Is das illegal? Ok , dann würde ich sagen Herr Schley bis Morgen ist ihr Büro leer und sie bei uns Geschichte. Ihr tun schadet unserer Partei und da wir im Wahlkampf bestehen wollen könne wir ihr geblubber mit dem Wasserkopf nicht für gut heißen!

Und vergessen sie ihre Kaffeetasse nicht, denn wir wollen sie hier nicht mehr sehen.

Übrigens Taxifahrer kann ich auch nicht leiden.

Nun ist er selbst gegangen. Die Sache mit dem Rausschmiss stellen Sie sich vielleicht zu einfach vor. Der Ausgang eines solchen Verfahrens ist offen und kann sich lange hinziehen.

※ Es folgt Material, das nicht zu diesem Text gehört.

PR #1639, opened 2025-03-14
PORTALS 3386 - Add Dataset to Download Cart

afwillia:
[PORTALS 3386](https://sagebionetworks.jira.com/browse/PORTALS-3386) - on dataset cards, create a button that adds the dataset to a user's download cart. The button should only appear if `synapseLink` is populated in the card container backend table. This uses `getEntity` to determine the entity type of the dataset then `<TableQueryDownloadConfirmation />` or `<FolderDownloadConfirmation />` to handle the download cart.


packages/synapse-react-client/src/components/AddToDownloadCart/AddToDownloadCart.tsx
```diff
@@ -0,0 +1,96 @@
...
+        )
+        setEntityType(entityType)
+      } catch (e) {
+        console.error('Error on getting entity information = ', e)
+        // should this error out or just default to folder?
+        //setEntityType('org.sagebionetworks.repo.model.Folder');
+      }
+    }
+    getEntity()
+  }, [folderId, accessToken])
```
nickgros, line 41:
```suggestion
  const { data: entity, isLoading } = useGetEntity(entityId)
  const entityConcreteType = entity?.concreteType
```

packages/synapse-react-client/src/components/AddToDownloadCart/AddToDownloadCart.tsx
```diff
@@ -0,0 +1,96 @@
...
+      <QueryWrapper initQueryRequest={initQueryRequest} key={queryWrapperKey}>
+        <QueryWrapperErrorBoundary>
+          <TableQueryDownloadConfirmation />
+        </QueryWrapperErrorBoundary>
+      </QueryWrapper>
+    )
+  }
+
+  return (
+    <div>
```
nickgros, line 80: also add a loading state when `useGetEntity`'s `isLoading` is true.

packages/synapse-react-client/src/components/AddToDownloadCart/AddToDownloadCart.tsx
```diff
@@ -0,0 +1,96 @@
...
+
+  function tableTsx() {
+    return (
+      <QueryWrapper initQueryRequest={initQueryRequest} key={queryWrapperKey}>
+        <QueryWrapperErrorBoundary>
+          <TableQueryDownloadConfirmation />
+        </QueryWrapperErrorBoundary>
+      </QueryWrapper>
+    )
+  }
```
nickgros, line 77: 3 issues with this pattern:
1. These are function components, so they should be TitleCase
2. Function components [should always be rendered using JSX](https://react.dev/reference/rules/react-calls-components-and-hooks#never-call-component-functions-directly) `<MyComponent />`, not function calls.
3. Once you make these changes, you'll be breaking the [no-unstable-nested-components](https://github.com/jsx-eslint/eslint-plugin-react/blob/master/docs/rules/no-unstable-nested-components.md) rule, so you'll need to refactor them out of this component (in the same file is fine)

packages/synapse-react-client/src/components/row_renderers/Dataset_V2.tsx
```diff
@@ -0,0 +1,132 @@
...
+  data?: any
+  schema?: any
+  secondaryLabelLimit?: number
+  selectColumns?: SelectColumn[]
+  columnModels?: ColumnModel[]
+  genericCardSchema?: GenericCardSchema
+  queryVisualizationContext: QueryVisualizationContextType
+}
+
+class Dataset_V2 extends Component<Dataset_V2_Props, never> {
```
nickgros, line 22: Why a class component? Please convert to a function component--it should be pretty straightforward since this component is stateless.

nickgros: Also nit but remove underscores for consistency
```suggestion
class DatasetV2 extends Component<DatasetV2Props, never> {
```

packages/synapse-react-client/src/components/AddToDownloadCart/AddToDownloadCart.tsx
```diff
@@ -0,0 +1,96 @@
+import { useState, useEffect } from 'react'
```
nickgros, line 1: Suggest renaming the component to `AddToDownloadCartButton` for clarity

packages/synapse-react-client/src/components/row_renderers/Dataset_V2.tsx
```diff
@@ -0,0 +1,132 @@
...
+              >
+                {datasetName}
+              </a>
+            </h3>
+          </div>
+          <div className="SRC-description-dataset">
+            <p className="SRC-description-text">{summary}</p>
+            <div className="SRC-cardAction">
+              {synapseLink && <AddToDownloadCart folderId={synapseLinkId} />}
+            </div>
```
nickgros, line 117: I think the CCKP Datasets feature actually uses GenericCard, so I think you want to integrate this new feature into that component, not create a new DatasetV2 card component. Or am I misunderstanding?

packages/synapse-react-client/src/components/AddToDownloadCart/AddToDownloadCart.tsx
```diff
@@ -0,0 +1,96 @@
...
+import { DEFAULT_PAGE_SIZE } from '../../utils/SynapseConstants'
+import { SynapseConstants } from '../../utils'
+import { QueryBundleRequest } from '@sage-bionetworks/synapse-types'
+import { QueryWrapper } from '../QueryWrapper'
+import { QueryWrapperErrorBoundary } from '../QueryWrapperErrorBoundary'
+import SynapseClient from '../../synapse-client'
+import { GetAppTwoTone } from '@mui/icons-material'
+
+export type AddToDownloadCartProps = {
+  folderId: string
```
nickgros, line 15: Rename to entityId since it may not be a folder

packages/synapse-react-client/src/components/AddToDownloadCart/AddToDownloadCart.tsx
```diff
@@ -0,0 +1,96 @@
...
+    entityId: folderId,
+    query: {
+      sql: `select * from ${folderId}`,
+      limit: DEFAULT_PAGE_SIZE,
+      sort: undefined,
+      additionalFilters: undefined,
+    },
+    partMask: SynapseConstants.BUNDLE_MASK_QUERY_RESULTS,
+  }
+  const queryWrapperKey = JSON.stringify(initQueryRequest)
```
nickgros, line 61: You probably won't need this key after refactoring to use JSX to render

packages/synapse-react-client/src/components/AddToDownloadCart/AddToDownloadCart.tsx
```diff
@@ -0,0 +1,96 @@
...
+        onClick={onAddClick}
+        variant="contained"
+        startIcon={<GetAppTwoTone />}
+      >
+        Add to Download Cart
+      </Button>
+      {showConfirmation &&
+        (entityType === 'org.sagebionetworks.repo.model.Folder'
+          ? folderTsx()
+          : tableTsx())}
```
nickgros, line 91: How does this look in the card if it's shown in the same `div` as the button? Feels like this might look weird

nickgros (changes requested):

afwillia:
@nickgros thanks for the feedback. I made removed Dataset_V2 and added the button component to the Generic Card. Let me know what you think!

packages/synapse-react-client/src/components/GenericCard/GenericCard.tsx
```diff
@@ -420,6 +421,8 @@ class _GenericCard extends Component<GenericCardPropsInternal> {
       schema,
       rowId,
     )
+    const synapseLinkId: string =
+      data[schema.synapseLink]?.match(SYNAPSE_ENTITY_ID_REGEX)?.[1] || ''
```
nickgros, line 425: is `schema.synapseLink` the expected way to instantiate this? I would have expected something like

1) Add a property to the type `GenericCardSchema`, like (name of prop that I came up with might not be great)

```ts
  downloadButtonSynId?: string
```

2) Get the ID from the row data (maybe around the same place `doiColumnIndex` is defined)

```tsx
    let downloadButtonSynIdColumnIndex: number | undefined
    let downloadButtonSynIdValue: string | undefined
    if (genericCardSchemaDefined.downloadButtonSynId) {
      downloadButtonSynIdColumnIndex = getColumnIndex(genericCardSchemaDefined.downloadButtonSynId, selectColumns, columnModels)
    downloadButtonSynIdValue =
      downloadButtonSynIdColumnIndex !== undefined ? data[downloadButtonSynIdColumnIndex] : undefined
    }
```

packages/synapse-react-client/src/components/GenericCard/GenericCard.tsx
```diff
@@ -45,6 +45,7 @@ import { useQueryContext } from '../QueryContext'
 import { convertDoiToLink } from '../../utils/functions/RegularExpressions'
```
nickgros, line 45: if it's not too hard (I think the current GenericCard test setup might be kind of a mess), adding a test to GenericCard to make sure the button appears when it should would be great too

afwillia:
There are still a couple issues here. One is that the download button renders in a nice place along the right edge of the card, but once clicked, moves to the left side.
Screenshot 2025-03-31 at 3 11 00 PM
Screenshot 2025-03-31 at 3 11 21 PM

Another is that clicking `cancel` does nothing when the entity is a table, thought it works fine for a folder.

afwillia:
@nickgros I am having issues adding a test for this to the generic card tests, but I think I've resolved your other comments. Another outstanding problem is that the download cart banner for tables does not respond to clicks. Do you have any ideas why either the AddToDownloadCartButton or [TableQueryDownloadConfirmation](https://github.com/Sage-Bionetworks/synapse-web-monorepo/blob/main/packages/synapse-react-client/src/components/download_list/TableQueryDownloadConfirmation.tsx) components are not responsive? This isn't an issue for folder entities using `FolderDownloadConfirmation`.

packages/synapse-react-client/src/components/GenericCard/GenericCard.tsx
```diff
@@ -584,6 +587,12 @@ class _GenericCard extends Component<GenericCardPropsInternal> {
               }}
             >
               <div className="SRC-type">{type}</div>
+              {/* PORTALS-3386 Use synapseLink in schema to add entity to download cart */}
+              {synapseLinkId && (
+                <div style={{ marginLeft: 'auto' }}>
+                  <AddToDownloadCartButton entityId={synapseLinkId} />
+                </div>
+              )}
```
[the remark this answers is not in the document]
afwillia: Screenshot 2025-04-01 at 11 34 47 AM
here's what it looks like in the citation popover div. I feel like the lack of padding looks worse than its original location - what are your thoughts?

nickgros:
> Do you have any ideas why either the AddToDownloadCartButton or [TableQueryDownloadConfirmation](https://github.com/Sage-Bionetworks/synapse-web-monorepo/blob/main/packages/synapse-react-client/src/components/download_list/TableQueryDownloadConfirmation.tsx?rgh-link-date=2025-04-01T17%3A57%3A00Z) components are not responsive? This isn't an issue for folder entities using FolderDownloadConfirmation.

This might be because `TableQueryDownloadConfirmation` uses `useQueryVisualizationContext` to handle hiding the confirmation. We may want to convert that into a callback prop passed to TableQueryDownloadConfirmation.

Also, I think we need to wrap the `QueryWrapper` in a React `Suspense` component

nickgros:
We may also want to separate the button and the ...DownloadConfirmation components to put them in different places on the card.

nickgros:
As I look at this locally, it also seems like TableQueryDownloadConfirmation isn't using the correct instance of the QueryContext, but I haven't been able to figure out why.

packages/synapse-react-client/src/components/AddToDownloadCart/AddToDownloadCartButton.tsx
```diff
@@ -0,0 +1,96 @@
...
+import { TableQueryDownloadConfirmation } from '../download_list/TableQueryDownloadConfirmation'
+import { QueryWrapper } from '../QueryWrapper'
+import { QueryWrapperErrorBoundary } from '../QueryWrapperErrorBoundary'
+
+/**
+ * Props for the AddToDownloadCartButton component.
+ *
+ * @property entityId - The ID of the entity to be added to the download cart.
+ */
+export type AddToDownloadCartButtonProps = {
```
nickgros, line 16:
```suggestion
/**
 * Props for the EntityDownloadConfirmation component.
 *
 * @property entityId - The ID of the entity to be added to the download cart.
 */
export type EntityDownloadConfirmationProps = {
```

packages/synapse-react-client/src/components/AddToDownloadCart/index.tsx
```diff
@@ -0,0 +1 @@
+export * from './AddToDownloadCartButton'
```
nickgros, line 1:
```suggestion
export * from './EntityDownloadConfirmation'
```

packages/synapse-react-client/src/components/GenericCard/GenericCard.tsx
```diff
@@ -654,22 +697,42 @@ class _GenericCard extends Component<GenericCardPropsInternal> {
...
-                title={title}
-                doi={doiValue}
-                boilerplateText={citationBoilerplateText}
-                defaultCitationFormat={defaultCitationFormat}
-              />
-            </Box>
-          )}
+
+          {includeCitation ||
+            (downloadCartSynIdValue && (
```
nickgros, line 702: These parentheses are wrong, it should be

```suggestion
          {(includeCitation || downloadCartSynIdValue) && (
```

packages/synapse-react-client/src/components/GenericCard/GenericCard.tsx
```diff
@@ -77,6 +80,7 @@ export type GenericCardSchema = {
 
   link?: string
   dataTypeIconNames?: string
+  downloadCartSynId?: string
```
nickgros, line 83:
```suggestion
  /** The column name whose data contains a synId that can be used to show a button to add the corresponding entity to the download cart. */
  downloadCartSynId?: string
```

nickgros (changes requested):
Few small changes but this is very close

afwillia:
@nickgros thanks for the feedback and revisions - I just applied them. Also renamed to EntityDownloadConfirmation

nickgros (approved):
This set of changes looks good, but there are layout issues to fix (in another PR is fine) before the work is done.

nickgros:
I am working to refactor the generic card a bit, so I'm merging this to avoid a mess of conflicts later.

Der Parteiausschluss ist an klar geregelte Voraussetzungen geknüpft. Gesetzlich festgelegt ist der Parteiausschluss im Paragraph 10 des Parteiengesetzes. Ein Mitglied kann demnach nur dann aus der Partei ausgeschlossen werden, wenn es „ vorsätzlich gegen die Satzung oder erheblich gegen Grundsätze oder Ordnung der Partei verstößt“. Zudem muss der Partei durch diese Handlung ein schwerer Schaden zugefügt werden.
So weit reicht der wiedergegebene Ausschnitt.